Final Stop
Trees have always been the most penetrating preachers.
—Herman Hesse
When the railroad first came to the edge of the mountain,
men in buckskin breeches called it the “gravity road.”
They pounded on solid rock from dawn to dusk, dangled
off cliff faces in woven reed baskets to drive steel spikes
into stone with a primal, accentual, hand-hammered beat.
When the railroad first arrived at the sedge edge of prairie,
bison were picked off from their herds, sometimes to cure
into hams, skin for coats, or cull for bones to ship east
and market as fertilizer, glue, plates or umbrellas handles;
other times, they were shot just to rot where they dropped.
When the railroad first built a station on the city outskirts,
families gathered on hillsides to watch black smoke plume,
hitched horses and abandoned stagecoaches to whisper
about “Pullman Palace Cars” with velvet seats, brass rails,
gas lights, knuckle couplers, air brakes: five stars for a fee.
When the railroad first threatened the forest’s tree line,
shackled men with skin dark as bark and forced to work
in quarries and mines began to hack at stumps in hummus
with shovels. They left their lives in leaf fall and the roots
regenerated. Unlike us, forests grow slow, in no time zone.
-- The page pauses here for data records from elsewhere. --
PR #1843, opened 2017-03-23
optimize access to ssl_cert

arvidn:
specifically the case where there is none, avoid pessimisation of the common case

### DIFF
--- a/include/libtorrent/torrent_info.hpp
+++ b/include/libtorrent/torrent_info.hpp
@@ -400,7 +400,7 @@ namespace libtorrent
 		// Returns the SSL root certificate for the torrent, if it is an SSL
 		// torrent. Otherwise returns an empty string. The certificate is
 		// the the public certificate in x509 format.
-		std::string ssl_cert() const;
+		string_view ssl_cert() const;
 
 		// returns true if this torrent_info object has a torrent loaded.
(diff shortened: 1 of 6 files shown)


include/libtorrent/torrent_info.hpp
```diff
@@ -643,7 +643,11 @@ namespace libtorrent
 			// domain in its hostname. This means the DHT and LSD
 			// features are disabled for this torrent (unless the
 			// settings allows mixing i2p peers with regular peers)
-			i2p = 4
+			i2p = 4,
+
+			// this flag is set if we found an ssl-cert field in the info
+			// dictionary
+			ssl_torrent = 8,
```
aldenml: I suspect this `,` at the end could be a problem, in that case try https://blog.travis-ci.com for auto cancelation of PRs (new)

arvidn: you mean cppcheck.py may complain about it?

arvidn: c++ allows this (for good reasons I think)

aldenml: interesting, I remember in the past getting a clang warning about this in another enum, anyway, if you have a chance, take a look at the link to enable "auto cancelation" in PRs.

PR #1860, opened 2017-03-28
minor general code cleanup and refactor

aldenml:


src/resolver.cpp
```diff
@@ -73,9 +71,8 @@ namespace libtorrent
 		// oldest entries
 		if (int(m_cache.size()) > m_max_size)
 		{
-			cache_t::iterator oldest = m_cache.begin();
-			for (cache_t::iterator k = m_cache.begin();
-				k != m_cache.end(); ++k)
+			auto oldest = m_cache.begin();
+			for (auto k = m_cache.begin(); k != m_cache.end(); ++k)
```
arvidn: this should really be a ``std::min_element()`` call

PR #4290, opened 2020-01-29
lower TCP keepalive timeout for SOCKS5 UDP tunnel

arvidn:
to detect network failures and retry


arvidn:
I was hoping someone would test this patch. But I feel pretty confident it won't make things worse

PR #4296, opened 2020-01-31
don't use memory mapped files when building as 32 bit

arvidn:
since the address space is too small. Fall back to the plain posix disk IO


arvidn:
@ssiloti this seems reasonable, right? Can you think of a better solution?
I'm sort of thinking that a clever compiler may dead-code remove all of `mmap_disk_io` for 32 bit builds.

ssiloti:
I think it's an acceptable solution. The mmap code definitely will not be optimized away though because  `mmap_disk_io_constructor` is a public symbol.

Can the default value of `mmap-disk-io` be changed based on the value of `address-model`? In cmake it should be possible to change the default based on the `CMAKE_SIZEOF_VOID_P` variable.

arvidn:
good point. on a second thought, I'm a bit hesitant to disable the *option* to use mmap disk IO on 32 bit builds.

Issue #4302, opened 2020-02-01
libtorrent not honouring announce_to_all_trackers settings


an0n666:
libtorrent version (or branch):
1.2.3
platform/architecture:
Windows 10
compiler and compiler version:

please describe what symptom you see, what you would expect to see instead and
how to reproduce it.

In Qbit latest version 4.2.1 using libtorrent 1.2.3 if you set Announce to all trackers to false libtorrent still announcing to all trackers in same tier. If downgraded to 4.1.9.1 which use libtorrent 1.1x this problem doesn't exist. So I'm suspecting the problem is with libtorrent 1.2.3.

arvidn:
I'm trying to reproduce this by [extending the unit tests](https://github.com/arvidn/libtorrent/pull/4306), and I cannot. There's a possibility this is an issue on qBT. Could you provide some more details on the behavior and the expected behavior?
Are you certain of the tiers the trackers belong to?

arvidn:
for instance, are you sure all trackers are not part of different tiers? perhaps the `announce_to_all_tiers` changed its default between qbt-4.1.9 and qbt-4.2.1. Could you try changing the `announce_to_all_tiers` setting as well?

an0n666:
Ok I found an interesting thing. When I bind Qbit to a specific interface and specific IP address it honours the settings. But when we bind to all interfaces it announces to all trackers.

arvidn:
interesting. This really overlaps with what I've been working on fixing for 1.2.4. It would be great if you would have a chance to try a recent build. However, I don't think this issue is fixed, but I think I know what's going on.

The way multi-homing support works is by *attempting* to announce from all source IP addresses, but under normal circumstances, only one will work and the other ones will be considered "no route to host". I bet this failure of specific endpoints for a tracker spills over into the whole tracker being considered not working. If a tracker isn't working, the next one in the tier is tried.

I think the logic needs to be that *all* endpoints for a tracker fail before the tracker is considered failed.

an0n666:
So who's considering the tracker as failed when one of the endpoints fail? Qbit or lib?
If Qbit decides that then the issue has to be fixed on their end. I tried with Qbit master as well which contains this PR but it doesn't fix the multi announce issue. 
https://github.com/qbittorrent/qBittorrent/pull/11637

arvidn:
Here's an attempt to fix this: https://github.com/arvidn/libtorrent/pull/4310
[...]

PR #4310, opened 2020-02-03
fix announce_to_all_trackers and announce_to_all_tiers behavior

arvidn:
This solves a problem described here: https://github.com/arvidn/libtorrent/issues/4302

When an endpoint for a tracker fails, previously the whole tracker was considered having failed (for purposes of `update_tracker_timer()` and `announce_with_tracker()`) causing it to move on to the next tracker, regardless of whether the main endpoint worked.

In the test I added a multi-homed peer (IPv4 and IPv6) and IPv4-only trackers. When the IPv6 announce failed, it would move on to the next tracker, even though it shouldn't have.

I think this behavior was deliberate to search for another tracker that would support IPv6 (in this case), however, it would also cause an IPv4 announce to the next tracker, even though IPv4 was working fine with the main tracker.

With the existing logic, `announce_to_all_trackers` would effectively always be true (when having a listen_socket that couldn't reach any tracker).

This patch attempts to fix this by just not moving forward in the tracker list, as long as at least one endpoint is working. It may be ideal to fix this by allowing each endpoint to search for a tracker that works for it independently, but that would require a lot more complexity and/or an overhaul of the current tracker announce logic. It's not obvious to me that it's worth it.

@ssiloti would you mind taking a look?

A lost of the changes to the unit test were just simplifications. Since it's only testing tracker announce logic, there's no reason to have a second peer or transfer any data.

### DIFF
--- a/src/torrent.cpp
+++ b/src/torrent.cpp
@@ -2999,7 +2999,15 @@ bool is_downloading_state(int const st)
 				if (!aep.can_announce(now, is_seed(), ae.fail_limit))
 				{
 					// this counts
-					if (aep.is_working()) state.sent_announce = true;
+					if (aep.is_working())
+					{
+						state.sent_announce = true;
+						if (!settings().get_bool(settings_pack::announce_to_all_trackers)
+							&& !settings().get_bool(settings_pack::announce_to_all_tiers))
+						{
+							state.done = true;
+						}
+					}
 					continue;
 				}
 
@@ -3274,7 +3282,7 @@ bool is_downloading_state(int const st)
 				aep->last_error.clear();
 				aep->message = !resp.warning_message.empty() ? resp.warning_message : std::string();
 				int tracker_index = int(ae - m_trackers.data());
-				m_last_working_tracker = std::int8_t(prioritize_tracker(tracker_index));
+				m_last_working_tracker = std::int8_t(tracker_index);
 
 				if ((!resp.trackerid.empty()) && (ae->trackerid != resp.trackerid))
 				{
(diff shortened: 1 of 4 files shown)


arvidn:
actually, this might not work right if there's a tracker that resolves *only* to IPv6 (for a client that doesn't have IPv6 connectivity). The endpoint would be disabled and considered "done", and maybe prevent moving on to the next tracker. I should extend the unit test with this case

arvidn:
I think maybe the `done` state shouldn't be per endpoint, but per tracker

src/torrent.cpp
```diff
@@ -2999,7 +3005,11 @@ bool is_downloading_state(int const st)
 				if (!aep.can_announce(now, is_seed(), ae.fail_limit))
 				{
 					// this counts
-					if (aep.is_working()) state.sent_announce = true;
+					if (aep.is_working())
+					{
+						state.sent_announce = true;
+						state.done = true;
```
ssiloti: I think this needs only set `done` when neither `announce_to_all_tiers` nor `announce_to_all_trackers` are set (i.e. same as the existing logic for setting `done`). I also think this is the only change need to fix #4302. The other `state.done = true` instances added by this PR should not be there. We should not abandon announcing on an endpoint just because one tracker isn't reachable via that endpoint.

arvidn: I’ll test that. Regarding stopping without trying to announce all endpoints; right now content busing to the new tracker ends up announcing the first endpoint again. I didn’t feel confident I fully understood this logic to fix that. But maybe I should just make sure *all* cases are covered by the test

arvidn: I implemented your suggestion. it turns out the call to `prioritize_tracker()` had to be taken out as well, to support the case where different endpoints end up using different trackers. I think the call to `deprioritize_tracker()` should be enough though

When the railroad first swam into the camera’s viewfinder,
no train had used its timber ties for a span only the rings
of a tree might tell (but won’t). Listen closely to the trunk:
when our hurtling headlong is blocked, we need to change
not just direction but dimension. Decelerate. Look up.
Copyright © 2026 by Ravi Shankar. Originally published in Poem-a-Day on May 23, 2026, by the Academy of American Poets.
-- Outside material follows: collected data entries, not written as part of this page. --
PR #4343, opened 2020-02-21
Fix possible output truncation in test_dht

FranciscoPombal:
NOTE: I was not sure which branch to target so I just chose `RC_1_2`, but let me know if it should be `master`.

From the `printf(3)` man page (emphasis mine, the same applies to `std::snprintf`):

> int snprintf(char *str, size_t size, const char *format, ...);

> The functions **snprintf()** and vsnprintf() **write at most size bytes (including the terminating null byte** ('\0')) to str

Thus, to write something that is at most 10 chars in length to str, `sizeof(str)` must be at least 11, to account for the terminating null byte.

This fixes the warning I was getting when compiling (C++14 mode).

```
/home/francisco/Documents/libtorrent/test/test_dht.cpp: In function ‘void unit_test_traversal_done()’:
/home/francisco/Documents/libtorrent/test/test_dht.cpp:2614:35: warning: ‘__builtin___snprintf_chk’ output may be truncated before the last format character [-Wformat-truncation=]
   std::snprintf(tok, sizeof(tok), "%02d", i);
                                   ^~~~~~
In file included from /usr/include/stdio.h:862,
                 from /usr/include/c++/8/cstdio:42,
                 from /usr/include/c++/8/ext/string_conversions.h:43,
                 from /usr/include/c++/8/bits/basic_string.h:6400,
                 from /usr/include/c++/8/string:52,
                 from /opt/boost/include/boost/utility/string_view_fwd.hpp:21,
                 from /opt/boost/include/boost/utility/string_view.hpp:24,
                 from /home/francisco/Documents/libtorrent/include/libtorrent/string_view.hpp:73,
                 from /home/francisco/Documents/libtorrent/include/libtorrent/address.hpp:39,
                 from /home/francisco/Documents/libtorrent/test/test.hpp:36,
                 from /home/francisco/Documents/libtorrent/test/test_dht.cpp:33:
/usr/include/x86_64-linux-gnu/bits/stdio2.h:64:35: note: ‘__builtin___snprintf_chk’ output between 3 and 11 bytes into a destination of size 10
   return __builtin___snprintf_chk (__s, __n, __USE_FORTIFY_LEVEL - 1,
          ~~~~~~~~~~~~~~~~~~~~~~~~~^~~~~~~~~~~~~~~~~~~~~~~~~~~~~~~~~~~
        __bos (__s), __fmt, __va_arg_pack ());
        ~~~~~~~~~~~~~~~~~~~~~~~~~~~~~~~~~~~~~
```
```
$ gcc --version
gcc (Ubuntu 8.3.0-6ubuntu1~18.04.1) 8.3.0
Copyright (C) 2018 Free Software Foundation, Inc.
This is free software; see the source for copying conditions.  There is NO
warranty; not even for MERCHANTABILITY or FITNESS FOR A PARTICULAR PURPOSE.
```

### DIFF
--- a/test/test_dht.cpp
+++ b/test/test_dht.cpp
@@ -2610,7 +2610,7 @@ TORRENT_TEST(traversal_done)
 			TEST_ERROR(t.error_string);
 			continue;
 		}
-		char tok[10];
+		char tok[11];
 		std::snprintf(tok, sizeof(tok), "%02d", i);
 
 		msg_args args;


FranciscoPombal:
I just noticed something. In the case I fixed, the value being copied is that of the variable being iterated:

```cpp
for (int i = 1;; ++i)
{
     /*...*/
    char tok[10];
    std::snprintf(tok, sizeof(tok), "%02d", i);
    /*...*/
}
```

But there are other places that might have the same issue, that the compiler is not complaining about for some reason. Here the value being copied can potentially be incremented up to a sufficiently large value to trigger the truncation. However, the compiler is not detecting that, maybe due to it being declared outside of the loop, incremented in the middle of it, or a combination of both. I think these should also be changed to `11`.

“I’ve always been attracted to the quiet, patient perseverance of plant life, how roots and tendrils infiltrate cracks in masonry, stucco, even steel railroad ties, overwhelming our best-laid architectural plans. Seeing Don Mays’s photograph of a tree trunk bisecting a railroad tie in Rhode Island, I found the perfect image, both literal and figurative, for tracing the rise and decline of our country’s railway with all its hidden history: immigrant laborers, bison slaughter, the forced labor of shackled men. The tree’s slow triumph became a call for greater attention to the world around us [and] the wisdom of slowing down.”